For the second time this season UNI has dropped a one-point decision to Creighton. The lead changed hands eight times Wednesday night but in the end the Blue Jays edged the Panthers 83-82 in Missouri Valley Conference play. The Panthers fall to 7-6 in the Valley. Ben Jacobsen poured in 31-points for UNI. He also added seven rebounds and four assists.

Iowa lead unravels, Hawks lose to Badgers

The Iowa Hawkeyes unraveled down the stretch in a 65-60 loss at 20th ranked Wisconsin last night. It was a game the Hawkeyes should have won. Leading 52-39 with just under 13-minutes remaining, Iowa was in control. What followed, though, was a streak in which the Hawks missed 11 of their next 12 shots from the field, many of which were ill-advised three point attempts. Eight minutes later the Badgers had come back to take a 56-54 lead. Wisconsin put the game away at the foul line as the Hawkeyes fall to 3-6 in the Big Ten. Greg Brunner had 27-points to lead Iowa. Jeff Horner had 19-points, added four assists and played the entire game. The Hawkeyes are at home against Northwestern Saturday night.

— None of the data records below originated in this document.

PR #297, opened 2016-01-21
Disallow restricted users from placing orders at the osu!store.

peppy:
They like to fuck things up (surprise surprise)

### DIFF
--- a/app/Http/Middleware/CheckUserRestricted.php
+++ b/app/Http/Middleware/CheckUserRestricted.php
@@ -54,7 +54,7 @@ class CheckUserRestricted
     public function handle($request, Closure $next)
     {
         if ($this->auth->check() && $this->auth->user()->isRestricted()) {
-            return error_popup('You are not able to perform this action while your account is in a restricted state, sorry!');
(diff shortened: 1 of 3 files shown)


nanaya:
I have something really similar to this, just the difference is mine simply blocks entire non-`GET` requests instead with this additional check: `!$request->isMethod('GET')` (and just add the middleware without specifying the actions).

peppy:
where?

app/Http/Middleware/CheckUserRestricted.php
```diff
@@ -0,0 +1,62 @@
...
+     * Handle an incoming request.
+     *
+     * @param \Illuminate\Http\Request $request
+     * @param \Closure                 $next
+     *
+     * @return mixed
+     */
+    public function handle($request, Closure $next)
+    {
+        if ($this->auth->check() && $this->auth->user()->isRestricted()) {
```
nanaya: here (the `GET` method check).

peppy: potentially it may be used for get requests too though, right?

911 tape of Pierce episode

Police on Wednesday released tape of the 911 call made the night Pierre Pierce is accused of trashing a girlfriend’s apartment in West Des Moines. The caller says she doesn’t know the woman’s name but lives next door and was concerned about the woman’s safety. “I think there is an assault taking place inside my townhouse.” The dispatcher asks the address and the woman gives a West Des Moines street address on South 79th. The unidentified neighbor says she noticed the girl who lives near her screaming out in her car, and seeing a man through the car window “jumping.” The caller says something (partly intelligible) about hearing a woman screaming “what are you doing?” and seeing a man “in the car on her.” During the tape the emergency dispatcher questioned the caller, asking if the caller knows the names of the woman she’s seeing or the man who’s with her, and she replies she doesn’t, “but they just went inside and I don’t think she’s really OK like she said she was.” Pierce was dropped from the University of Iowa basketball team after the woman he’d reportedly been seeing for over two years accused him of trashing her apartment and assaulting her, and authorities on Wednesday filed six charges including burglary, criminal mischief, domestic abuse and false imprisonment.